# Instructions for the task:
In this exercise, the entries below are to be transcribed exactly, line by line.

====== Data ======

PR #2033, opened 2020-12-11
CORS fixes and a new API

dbutenhof:
In experimentation with a dashboard on my live server, I found that the current use of `@cross_origin` isn't actually working; I suspect this is because documentation suggests it needs to follow `@app.route(...)`, which we don't use.

Instead, change to a global CORS configuration triggered by wrapping the `app` object in a `CORS` object. This demonstrably works, and should keep us out of trouble for a while. (Note that, ideally, we want to set up Apache `mod_wsgi` to allow redirecting the default http and eventually https port to our app for `/api...` paths, which would mean our dashboard wouldn't need CORS -- very good from a security point of view -- though we may still want some sort of CORS support to allow integration of our server with other browser apps that might not be able to load their code from our server.)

======

# Problem solution:
PR #2033, opened 2020-12-11
CORS fixes and a new API

dbutenhof:
In experimentation with a dashboard on my live server, I found that the current use of `@cross_origin` isn't actually working; I suspect this is because documentation suggests it needs to follow `@app.route(...)`, which we don't use.

Instead, change to a global CORS configuration triggered by wrapping the `app` object in a `CORS` object. This demonstrably works, and should keep us out of trouble for a while. (Note that, ideally, we want to set up Apache `mod_wsgi` to allow redirecting the default http and eventually https port to our app for `/api...` paths, which would mean our dashboard wouldn't need CORS -- very good from a security point of view -- though we may still want some sort of CORS support to allow integration of our server with other browser apps that might not be able to load their code from our server.)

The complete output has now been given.